1. Field of the Invention
This invention relates to flat panel devices such as a flat cathode ray tube (CRT) display. More particularly, this invention relates to a support structure for internally supporting a faceplate and backplate of a flat panel device and, most particularly, to such a support structure that resists electrostatic charging.
2. Related Art
Numerous attempts have been made in recent years to construct a flat CRT display (also known as a "flat panel display") to replace the conventional deflected-beam CRT display in order to provide a lighter and less bulky display. In addition to flat CRT displays, other flat panel displays, such as plasma displays, have also been developed.
In flat panel displays, a faceplate, a backplate, and connecting walls around the periphery of the faceplate and backplate form an enclosure. In some flat panel displays, the enclosure is held at vacuum pressure, e.g., in flat CRT displays, approximately 1.times.10.sup.-7 torr. The interior surface of the faceplate is coated with light emissive elements such as phosphor or phosphor patterns which define the active region of the display. The light emissive elements are caused to emit light, e.g., cathodic elements located adjacent the backplate are excited to release electrons which are accelerated toward the phosphor on the faceplate, causing the phosphor to emit light which is seen by a viewer at the exterior surface of the faceplate (the "viewing surface").

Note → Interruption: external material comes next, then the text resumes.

PR #209, opened 2022-07-12
Improved logging, fix unicode error, include_dir buildrun

### LINKED ISSUE #201: UnicodeDecodeError problems due to non-parseable _JUNK_CASES
When validating problems with the current develop branch, I get the following issue:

In vacuum pressure flat panel displays, a force is exerted on the walls of the flat panel display due to the differential pressure between the internal vacuum pressure and the external atmospheric pressure that, left unopposed, can make the flat panel display collapse. In rectangular displays having greater than an approximately 1 inch diagonal (the diagonal is the distance between opposite corners of the active region), the faceplate and backplate are particularly susceptible to this type of mechanical failure due to their high aspect ratio. Here, "aspect ratio" is defined as either the width, i.e., distance between the interior surfaces of opposing connecting walls, or the height, i.e., distance between the interior surface of the faceplate and the interior surface of the backplate, divided by the thickness. The faceplate or backplate of a flat panel display may also fail due to external forces resulting from impacts sustained by the flat panel display.

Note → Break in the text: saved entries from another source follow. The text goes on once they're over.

PR #216, opened 2023-01-08
Updates for plastex 3.0

### LINKED ISSUE #214: Required plasTeX version?
Does ProblemTools need an older version of plastTeX as a dependency? I get the following error when I try to run `problem2html`:

```
Traceback (most recent call last):
  File "/u/evouga/anaconda3/lib/python3.9/runpy.py", line 197, in _run_module_as_main
    return _run_code(code, main_globals, None,
  File "/u/evouga/anaconda3/lib/python3.9/runpy.py", line 87, in _run_code
    exec(code, run_globals)
  File "/u/evouga/icpc/problemtools/problemtools/problem2html.py", line 140, in <module>
    main()
  File "/u/evouga/icpc/problemtools/problemtools/problem2html.py", line 136, in main
    convert(options.problem, options)
  File "/u/evouga/icpc/problemtools/problemtools/problem2html.py", line 41, in convert
    tex = plasTeX.TeX.TeX(myfile=texfile)
TypeError: __init__() got an unexpected keyword argument 'myfile'
```

ghamerly:
Fixes #214 

I have done a bit of testing and this seems to work. This tries to maintain backwards compatibility with the old plasTeX 2.1 while supporting the newer plasTeX 3.0.

As of this writing, the debian package `python3-plastex` gives the old version of plasTeX (2.1), so to test this with the new plasTeX, you should install via pip:
```
python3 -m pip install plastex==3.0
```
and then running bin/problem2html.sh (or however you choose to run it, e.g. via an installed debian package). If you want to test it with the debian package, I had to install it with `dpkg --force-all -i kattis_problemtools*.deb` to install it without the  `python3-plastex` dependency already installed.

### DIFF
--- a/problemtools/problem2html.py
+++ b/problemtools/problem2html.py
@@ -38,7 +38,7 @@ def convert(problem, options=None):
 
         # Setup parser and renderer etc
 
-        tex = plasTeX.TeX.TeX(myfile=texfile)
+        tex = plasTeX.TeX.TeX(file=texfile)
 
         ProblemsetMacros.init(tex)
 
--- a/problemtools/problem2html.py
+++ b/problemtools/problem2html.py
@@ -38,7 +38,12 @@ def convert(problem, options=None):
 
         # Setup parser and renderer etc
 
-        tex = plasTeX.TeX.TeX(file=texfile)
+        try:
+            # try the new version of plasTeX (in version 3.0, the argument is named "file")
+            tex = plasTeX.TeX.TeX(file=texfile)
+        except:
+            # fall back to the old version of plasTeX (previous versions used "myfile")
+            tex = plasTeX.TeX.TeX(myfile=texfile)
 
         ProblemsetMacros.init(tex)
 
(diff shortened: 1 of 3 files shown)


problemtools/problem2html.py
```diff
@@ -38,7 +38,12 @@ def convert(problem, options=None):
 
         # Setup parser and renderer etc
 
-        tex = plasTeX.TeX.TeX(myfile=texfile)
+        try:
+            # try the new version of plasTeX (in version 3.0, the argument is named "file")
+            tex = plasTeX.TeX.TeX(file=texfile)
```
pehrsoderman, line 43: This looks rather fugly to me. Could you peek at plasTeX.__version__ instead of the try and bare except dance?

pehrsoderman (changes requested):

problemtools/problem2html.py
ghamerly: Your suggestion was my first idea as well, but unfortunately right now the plasTeX source has the incorrect `__version__`, which I have reported here: https://github.com/plastex/plastex/issues/308

So for now (until that is fixed) there's no good way to tell which version of plasTeX you have without either doing this method (try/except) or trying some inspection on the name of the arguments, which also felt ugly.

pehrsoderman: @ghamerly PlasTeX were rather responsive, and your issue seems to be fixed already ;)

ghamerly: Good; I'll push a better fix now that the version in plasTeX is fixed.

pehrsoderman (approved):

Spacers have been used to internally support the faceplate and/or backplate. Previous spacers have been walls or posts located between pixels (phosphor regions that define the smallest individual picture element of the display) in the active region of the display.
Spacers have been formed by photopatterning polyimide. However, polyimide spacers have been found inadequate because of: 1) insufficient strength; 2) inability to match the coefficient of thermal expansion with the materials typically used for the faceplate (e.g., glass), backplate (e.g., glass, ceramic, glass-ceramic or metal) and addressing grid (e.g., glass-ceramic or ceramic), resulting in registration problems; and 3) outgassing that may occur when polyimide is used in a vacuum pressure environment.
Spacers have also been made of glass. However, glass may not have adequate strength. Further, micro-cracks that are inherent in glass make glass spacers even weaker than "ideal" glass because of the tendency of micro-cracks to propagate easily throughout glass.
Additionally, for any spacer material, the presence of the spacers may adversely affect the flow of electrons toward the faceplate in the vicinity of the spacer. For example, stray electrons may electrostatically charge the surface of the spacer, changing the voltage distribution near the spacer from the desired distribution and resulting in distortion of the electron flow, thereby causing distortions in the image produced by the display.